BTT: Block Translation Table: Persistent memory is byte addressable.
Existing software may have an expectation that the power-fail-atomicity
of writes is at least one sector, 512 bytes. The BTT is an indirection
@@ -133,16 +139,16 @@ device driver:
registered, can be immediately attached to nd_pmem.
2. BLK (nd_blk.ko): This driver performs I/O using a set of platform
- defined apertures. A set of apertures will all access just one DIMM.
- Multiple windows allow multiple concurrent accesses, much like
+ defined apertures. A set of apertures will access just one DIMM.
+ Multiple windows (apertures) allow multiple concurrent accesses, much like
tagged-command-queuing, and would likely be used by different threads or
The NFIT specification defines a standard format for a BLK-aperture, but
the spec also allows for vendor specific layouts, and non-NFIT BLK
- implementations may other designs for BLK I/O. For this reason "nd_blk"
- calls back into platform-specific code to perform the I/O. One such
- implementation is defined in the "Driver Writer's Guide" and "DSM
+ implementations may have other designs for BLK I/O. For this reason
+ "nd_blk" calls back into platform-specific code to perform the I/O.

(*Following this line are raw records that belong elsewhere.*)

PR #730, opened 2015-08-13
`insert` inconsistent across browsers

mightyiam:


src/wymeditor/editor/base.js
```diff
@@ -2032,18 +2032,15 @@ WYMeditor.editor.prototype.paste = function (str) {
 WYMeditor.editor.prototype.insert = function (html) {
     // Do we have a selection?
     var wym = this,
-        selection = wym.selection(),
+        selection = wym.hasSelection() ? wym.selection() : false,
```
mightyiam: Get selection only if it exists.

src/wymeditor/editor/base.js
```diff
@@ -2032,18 +2032,15 @@ WYMeditor.editor.prototype.paste = function (str) {
...
         range,
         node;
-    if (selection.focusNode !== null) {
+    if (selection) {
```
mightyiam: Proper selection existence check now.

src/wymeditor/editor/base.js
```diff
@@ -2032,18 +2032,15 @@ WYMeditor.editor.prototype.paste = function (str) {
...
         // Overwrite selection with provided html
         range = selection.getRangeAt(0);
         node = range.createContextualFragment(html);
         range.deleteContents();
         range.insertNode(node);
-    } else {
-        // Fall back to the internal paste function if there's no selection
-        wym.paste(html);
```
mightyiam: This caused the IE bug. IE, when there was no selection, would `paste`.

`paste`, in turn, when there's no selection, inserts at the top of the document.

Not sure why this fallback was [ever made](https://github.com/wymeditor/wymeditor/commit/f86ac09a486b9c0c330e6ef16ed493207c5f2825).

I'm willing to part with it.

src/wymeditor/editor/trident-pre-7.js
```diff
@@ -115,25 +115,6 @@ WYMeditor.WymClassTridentPre7.prototype._saveCaret = function () {
...
-        try {
-            // Overwrite selection with provided html
-            range.pasteHTML(html);
-        } catch (e) {}
-    } else {
-        // Fall back to the internal paste function if there's no selection
-        wym.paste(html);
-    }
-};
-
```
mightyiam: The general `insert` works just as well in IE8 through 10 (11 is not this file).

src/wymeditor/editor/base.js
kylegibson: Is the ternary operator consistent with wymeditor javascript coding style guidelines? I know we try to avoid it in PolicyStat code, since it doesn't improve code readability, and frequently reduces it. I don't have a strong preference on this.

kylegibson:
Looks great. Beautiful JavaScript.

src/wymeditor/editor/base.js
mightyiam: [Style guide](http://wymeditor.readthedocs.org/en/latest/wymeditor_development/coding_standard.html)
doesn't mention it and it refers to the Opera style guide, right at the end, which does suggest use of it. And it is very common in modern JS.

mightyiam:
Thank you, @kylegibson.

+ One such implementation is defined in the "Driver Writer's Guide" and
@@ -152,7 +158,7 @@ Why BLK?
While PMEM provides direct byte-addressable CPU-load/store access to
NVDIMM storage, it does not provide the best system RAS (recovery,
availability, and serviceability) model. An access to a corrupted
-system-physical-address address causes a cpu exception while an access
+system-physical-address address causes a CPU exception while an access
to a corrupted address through an BLK-aperture causes that block window
to raise an error status in a register. The latter is more aligned with
the standard error model that host-bus-adapter attached disks present.
@@ -162,7 +168,7 @@ data could be interleaved in an opaque hardware specific manner
PMEM vs BLK
-BLK-apertures solve this RAS problem, but their presence is also the
+BLK-apertures solve these RAS problems, but their presence is also the
major contributing factor to the complexity of the ND subsystem. They
complicate the implementation because PMEM and BLK alias in DPA space.

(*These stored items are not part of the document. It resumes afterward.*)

PR #731, opened 2015-08-14
Popups in IE need to load a document

mightyiam:
If `window.open` in IE does not load a document,
the parent window may not be allowed to control the child,
due to some "same-origin domain policy" security issue.

This results in entirely unusable popup windows.

This may be the cause of the following from the customer support room:
screenshot_2015-08-15_01-53-35

### DIFF
--- a/Gruntfile.js
+++ b/Gruntfile.js
@@ -360,6 +360,13 @@ module.exports = function (grunt) {
                             "iframe/{,*/}*.{html,js,css,png,jpg,jpeg,gif,eot,ttf,woff}"
                         ]
                     },
+                    // Popup document
+                    // https://github.com/wymeditor/wymeditor/issues/731
+                    {
+                        cwd: '<%= yeoman.app %>/wymeditor',
+                        dest: '<%= yeoman.dist %>/wymeditor',
+                        src: "popup.html"
+                    },
                     // Non-Javascript skin components
                     // The javascript is included in jquery.wymeditor.js
                     {
--- a/Gruntfile.js
+++ b/Gruntfile.js
@@ -363,9 +363,8 @@ module.exports = function (grunt) {
                     // Popup document
                     // https://github.com/wymeditor/wymeditor/issues/731
                     {
-                        cwd: '<%= yeoman.app %>/wymeditor',
-                        dest: '<%= yeoman.dist %>/wymeditor',
-                        src: "popup.html"
+                        dest: '<%= yeoman.dist %>/wymeditor/popup.html',
+                        src: '<%= yeoman.app %>/wymeditor/popup.html'
                     },
                     // Non-Javascript skin components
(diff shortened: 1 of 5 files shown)


src/wymeditor/popup.html
```diff
@@ -0,0 +1 @@
+<!-- Workaround for IE https://github.com/wymeditor/wymeditor/issues/731 -->
```
mightyiam: So we make a blank document.

src/wymeditor/editor/dialogs.js
```diff
@@ -86,11 +107,7 @@ WYMeditor.editor.prototype.dialog = function (
         ].join(",");
     }
 
-    wDialog = window.open(
-        '',
-        "wymDialogWindow",
-        dialogWindowFeatures
-    );
+    wDialog = wym._openPopupWindow(dialogWindowFeatures)
```
mightyiam: We make this into a method.

src/wymeditor/editor/dialogs.js
```diff
@@ -1,5 +1,26 @@
...
+    Opens a popup window, provided the `windowFeatures`.
+*/
+WYMeditor.editor.prototype._openPopupWindow = function (windowFeatures) {
+    var wym = this,
+        popup,
+        basePath = wym._options.basePath;
+
+    popup = window.open(
+        // https://github.com/wymeditor/wymeditor/issues/731
+        jQuery.browser.msie ? basePath + 'popup.html' : '',
```
mightyiam: All other browsers do no have this issue thus are fine with a blank string here.

src/wymeditor/core.js
```diff
@@ -936,7 +936,7 @@ WYMeditor._computeWymPath = function () {
     the wymeditor base file. This path is used as the basis for loading:
     * Language files
     * Skins
-    *
+    * The popup document https://github.com/wymeditor/wymeditor/issues/731
```
mightyiam: There was an asterisk here, waiting for me.

Gruntfile.js
```diff
@@ -360,6 +360,13 @@ module.exports = function (grunt) {
                             "iframe/{,*/}*.{html,js,css,png,jpg,jpeg,gif,eot,ttf,woff}"
                         ]
                     },
+                    // Popup document
+                    // https://github.com/wymeditor/wymeditor/issues/731
+                    {
+                        cwd: '<%= yeoman.app %>/wymeditor',
+                        dest: '<%= yeoman.dist %>/wymeditor',
+                        src: "popup.html"
+                    },
```
mightyiam: This includes the popup document in the distribution.

mightyiam: I tested that the distribution works, as well.

jlward:
Looks good.

mightyiam:
Thank you, @jlward.

PR #733, opened 2015-08-15
Seamless skin: slight space saving in toolbar

mightyiam:


jlward:
Does this need an update note? (Change log entry). Can I see a screen shot of the before and after state?

jlward:
Looks good.

mightyiam:
@jlward I do not think a changelog entry is required.

Before
screenshot_2015-08-24_11-48-15

After
screenshot_2015-08-24_11-48-50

Any given DIMM's DPA-range may contribute to one or more
@@ -220,8 +226,8 @@ socket. Each unique interface (BLK or PMEM) to DPA space is
by a region device with a dynamically assigned id (REGION0 - REGION5).
1. The first portion of DIMM0 and DIMM1 are interleaved as REGION0. A
- single PMEM namespace is created in the REGION0-SPA-range that spans
- DIMM0 and DIMM1 with a user-specified name of "pm0.0". Some of that
+ single PMEM namespace is created in the REGION0-SPA-range that spans most
+ of DIMM0 and DIMM1 with a user-specified name of "pm0.0". Some of that
interleaved system-physical-address range is reclaimed as BLK-aperture
accessed space starting at DPA-offset (a) into each DIMM. In that
reclaimed space we create two BLK-aperture "namespaces" from REGION2 and
@@ -230,13 +236,13 @@ by a region device with a dynamically assigned id (REGION0 -
2. In the last portion of DIMM0 and DIMM1 we have an interleaved
system-physical-address range, REGION1, that spans those two DIMMs as
- well as DIMM2 and DIMM3. Some of REGION1 allocated to a PMEM namespace
- named "pm1.0" the rest is reclaimed in 4 BLK-aperture namespaces (for
+ well as DIMM2 and DIMM3. Some of REGION1 is allocated to a PMEM namespace
+ named "pm1.0", the rest is reclaimed in 4 BLK-aperture namespaces (for
each DIMM in the interleave set), "blk2.1", "blk3.1",
3. The portion of DIMM2 and DIMM3 that do not participate in the REGION1
- interleaved system-physical-address range (i.e. the DPA address below
+ interleaved system-physical-address range (i.e. the DPA address past
offset (b) are also included in the "blk4.0" and "blk5.0"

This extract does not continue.